WHAT YOU SHOULD DO: Please copy the lines below exactly, from the first one through the line showing "## Proposed solution".
══ GIVEN RECORDS ══
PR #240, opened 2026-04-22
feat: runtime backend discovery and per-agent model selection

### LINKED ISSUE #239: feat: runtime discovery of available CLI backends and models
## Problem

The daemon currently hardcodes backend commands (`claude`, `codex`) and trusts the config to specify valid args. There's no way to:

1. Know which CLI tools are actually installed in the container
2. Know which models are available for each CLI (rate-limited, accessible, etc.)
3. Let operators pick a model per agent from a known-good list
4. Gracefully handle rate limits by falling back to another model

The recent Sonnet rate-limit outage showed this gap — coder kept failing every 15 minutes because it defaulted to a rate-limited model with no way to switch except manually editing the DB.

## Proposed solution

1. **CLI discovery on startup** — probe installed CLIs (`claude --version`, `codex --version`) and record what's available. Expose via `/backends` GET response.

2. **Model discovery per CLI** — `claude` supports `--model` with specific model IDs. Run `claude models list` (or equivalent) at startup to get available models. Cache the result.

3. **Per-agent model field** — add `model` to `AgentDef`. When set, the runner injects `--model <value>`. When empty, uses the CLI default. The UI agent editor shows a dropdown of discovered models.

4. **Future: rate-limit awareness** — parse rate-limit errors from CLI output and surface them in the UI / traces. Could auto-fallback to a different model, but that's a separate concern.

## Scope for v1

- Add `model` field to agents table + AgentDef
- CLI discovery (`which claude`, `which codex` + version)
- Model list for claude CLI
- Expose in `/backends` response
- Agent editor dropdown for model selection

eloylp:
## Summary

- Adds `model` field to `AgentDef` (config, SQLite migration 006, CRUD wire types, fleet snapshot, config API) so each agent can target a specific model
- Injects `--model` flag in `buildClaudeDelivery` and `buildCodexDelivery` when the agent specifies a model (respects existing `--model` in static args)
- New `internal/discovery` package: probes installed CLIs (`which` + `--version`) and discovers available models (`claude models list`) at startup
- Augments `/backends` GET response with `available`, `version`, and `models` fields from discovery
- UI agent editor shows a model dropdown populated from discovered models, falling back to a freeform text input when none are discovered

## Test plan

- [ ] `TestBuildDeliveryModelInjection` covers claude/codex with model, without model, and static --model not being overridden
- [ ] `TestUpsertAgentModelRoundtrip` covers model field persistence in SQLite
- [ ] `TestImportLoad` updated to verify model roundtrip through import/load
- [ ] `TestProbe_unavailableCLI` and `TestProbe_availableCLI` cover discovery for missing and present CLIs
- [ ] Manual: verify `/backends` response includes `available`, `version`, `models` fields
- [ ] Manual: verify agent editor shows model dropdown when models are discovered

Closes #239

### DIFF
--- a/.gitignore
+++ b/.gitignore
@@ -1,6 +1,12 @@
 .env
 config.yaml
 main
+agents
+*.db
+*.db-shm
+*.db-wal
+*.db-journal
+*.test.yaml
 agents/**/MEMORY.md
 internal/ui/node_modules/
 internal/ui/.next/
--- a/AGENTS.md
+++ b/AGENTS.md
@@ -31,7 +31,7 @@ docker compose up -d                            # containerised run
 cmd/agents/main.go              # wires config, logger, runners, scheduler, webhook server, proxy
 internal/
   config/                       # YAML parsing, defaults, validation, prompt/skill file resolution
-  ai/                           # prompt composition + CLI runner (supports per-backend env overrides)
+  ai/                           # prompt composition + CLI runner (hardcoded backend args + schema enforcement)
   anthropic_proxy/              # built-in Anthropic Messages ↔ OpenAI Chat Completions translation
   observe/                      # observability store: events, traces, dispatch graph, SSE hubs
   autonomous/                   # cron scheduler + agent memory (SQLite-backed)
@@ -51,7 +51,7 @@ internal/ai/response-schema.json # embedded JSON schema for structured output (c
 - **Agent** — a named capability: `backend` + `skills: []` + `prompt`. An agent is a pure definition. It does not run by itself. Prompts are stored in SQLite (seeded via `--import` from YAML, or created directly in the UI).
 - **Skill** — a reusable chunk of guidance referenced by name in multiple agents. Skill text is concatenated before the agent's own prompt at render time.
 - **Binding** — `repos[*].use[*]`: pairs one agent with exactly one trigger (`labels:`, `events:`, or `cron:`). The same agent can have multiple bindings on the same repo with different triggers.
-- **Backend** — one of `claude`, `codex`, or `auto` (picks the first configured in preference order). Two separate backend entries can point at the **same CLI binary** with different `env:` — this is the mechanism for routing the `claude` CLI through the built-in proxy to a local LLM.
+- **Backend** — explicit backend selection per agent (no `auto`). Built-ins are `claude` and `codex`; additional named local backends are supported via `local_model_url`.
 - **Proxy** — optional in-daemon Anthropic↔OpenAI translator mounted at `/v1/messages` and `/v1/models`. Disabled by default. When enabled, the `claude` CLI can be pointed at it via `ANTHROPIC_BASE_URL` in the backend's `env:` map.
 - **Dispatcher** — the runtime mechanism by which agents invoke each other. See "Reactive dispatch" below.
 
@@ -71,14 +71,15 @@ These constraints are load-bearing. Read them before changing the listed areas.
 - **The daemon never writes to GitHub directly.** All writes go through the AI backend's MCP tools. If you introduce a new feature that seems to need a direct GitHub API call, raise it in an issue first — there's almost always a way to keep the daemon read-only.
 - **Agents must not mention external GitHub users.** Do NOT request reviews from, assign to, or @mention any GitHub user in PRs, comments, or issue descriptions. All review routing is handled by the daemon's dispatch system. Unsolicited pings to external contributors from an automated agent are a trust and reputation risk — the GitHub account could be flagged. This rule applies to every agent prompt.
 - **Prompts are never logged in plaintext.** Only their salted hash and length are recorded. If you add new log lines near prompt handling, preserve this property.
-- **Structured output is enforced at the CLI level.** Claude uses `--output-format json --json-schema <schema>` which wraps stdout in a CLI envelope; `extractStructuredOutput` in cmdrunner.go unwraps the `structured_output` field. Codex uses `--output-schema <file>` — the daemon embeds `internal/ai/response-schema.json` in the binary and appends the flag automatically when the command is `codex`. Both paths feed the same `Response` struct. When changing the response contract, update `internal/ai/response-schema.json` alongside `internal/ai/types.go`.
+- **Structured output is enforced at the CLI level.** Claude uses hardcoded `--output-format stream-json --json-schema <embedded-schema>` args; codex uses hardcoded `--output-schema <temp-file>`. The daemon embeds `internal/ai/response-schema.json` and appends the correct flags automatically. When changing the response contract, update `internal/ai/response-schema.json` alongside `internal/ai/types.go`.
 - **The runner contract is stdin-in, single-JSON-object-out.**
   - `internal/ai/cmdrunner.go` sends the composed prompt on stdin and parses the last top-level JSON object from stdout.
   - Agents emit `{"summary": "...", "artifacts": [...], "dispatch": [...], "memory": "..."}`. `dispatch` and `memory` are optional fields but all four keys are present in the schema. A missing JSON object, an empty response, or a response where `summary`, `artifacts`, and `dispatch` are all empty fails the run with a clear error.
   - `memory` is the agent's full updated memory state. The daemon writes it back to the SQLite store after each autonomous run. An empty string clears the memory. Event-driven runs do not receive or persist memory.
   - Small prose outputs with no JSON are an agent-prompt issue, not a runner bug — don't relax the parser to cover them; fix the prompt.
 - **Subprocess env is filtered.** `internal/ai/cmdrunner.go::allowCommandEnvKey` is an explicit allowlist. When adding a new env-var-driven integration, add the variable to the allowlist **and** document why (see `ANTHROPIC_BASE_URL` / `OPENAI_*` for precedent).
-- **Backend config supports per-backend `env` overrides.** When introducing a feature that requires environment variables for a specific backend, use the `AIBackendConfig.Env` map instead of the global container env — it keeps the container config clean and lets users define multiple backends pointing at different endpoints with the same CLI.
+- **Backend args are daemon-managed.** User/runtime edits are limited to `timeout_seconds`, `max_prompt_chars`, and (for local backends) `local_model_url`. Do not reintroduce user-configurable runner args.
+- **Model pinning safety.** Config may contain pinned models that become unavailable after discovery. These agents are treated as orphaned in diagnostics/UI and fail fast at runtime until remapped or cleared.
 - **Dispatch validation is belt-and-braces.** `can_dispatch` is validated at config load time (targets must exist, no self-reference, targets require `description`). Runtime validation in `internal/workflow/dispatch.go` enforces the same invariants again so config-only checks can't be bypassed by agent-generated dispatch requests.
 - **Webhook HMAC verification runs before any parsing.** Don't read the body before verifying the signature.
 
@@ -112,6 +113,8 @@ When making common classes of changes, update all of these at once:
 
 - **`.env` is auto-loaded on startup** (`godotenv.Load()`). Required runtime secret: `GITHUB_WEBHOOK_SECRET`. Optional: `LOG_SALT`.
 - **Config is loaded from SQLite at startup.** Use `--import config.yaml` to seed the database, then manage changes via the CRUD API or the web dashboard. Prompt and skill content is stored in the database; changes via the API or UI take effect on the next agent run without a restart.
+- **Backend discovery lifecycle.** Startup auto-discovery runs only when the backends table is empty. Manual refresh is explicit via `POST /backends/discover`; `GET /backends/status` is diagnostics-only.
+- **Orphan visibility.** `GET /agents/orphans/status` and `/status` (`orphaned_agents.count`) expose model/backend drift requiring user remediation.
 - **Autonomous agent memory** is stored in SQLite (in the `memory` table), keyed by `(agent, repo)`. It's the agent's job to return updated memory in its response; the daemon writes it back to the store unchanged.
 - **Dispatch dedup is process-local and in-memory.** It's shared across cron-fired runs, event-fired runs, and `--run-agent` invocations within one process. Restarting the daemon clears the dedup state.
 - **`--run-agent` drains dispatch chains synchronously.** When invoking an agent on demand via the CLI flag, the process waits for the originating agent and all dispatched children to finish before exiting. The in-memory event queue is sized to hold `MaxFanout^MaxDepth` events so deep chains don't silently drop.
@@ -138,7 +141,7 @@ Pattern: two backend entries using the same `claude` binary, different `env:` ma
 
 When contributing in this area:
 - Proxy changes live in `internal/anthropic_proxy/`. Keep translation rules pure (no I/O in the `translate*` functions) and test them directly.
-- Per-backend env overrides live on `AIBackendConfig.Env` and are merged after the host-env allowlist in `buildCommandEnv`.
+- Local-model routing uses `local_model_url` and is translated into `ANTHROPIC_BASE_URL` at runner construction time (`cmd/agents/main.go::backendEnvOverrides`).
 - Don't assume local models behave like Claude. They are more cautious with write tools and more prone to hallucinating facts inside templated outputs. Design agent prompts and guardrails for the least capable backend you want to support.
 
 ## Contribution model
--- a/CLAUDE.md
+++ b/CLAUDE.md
═══
PROBLEM SOLUTION:
PR #240, opened 2026-04-22
feat: runtime backend discovery and per-agent model selection

### LINKED ISSUE #239: feat: runtime discovery of available CLI backends and models
## Problem

The daemon currently hardcodes backend commands (`claude`, `codex`) and trusts the config to specify valid args. There's no way to:

1. Know which CLI tools are actually installed in the container
2. Know which models are available for each CLI (rate-limited, accessible, etc.)
3. Let operators pick a model per agent from a known-good list
4. Gracefully handle rate limits by falling back to another model

The recent Sonnet rate-limit outage showed this gap — coder kept failing every 15 minutes because it defaulted to a rate-limited model with no way to switch except manually editing the DB.

## Proposed solution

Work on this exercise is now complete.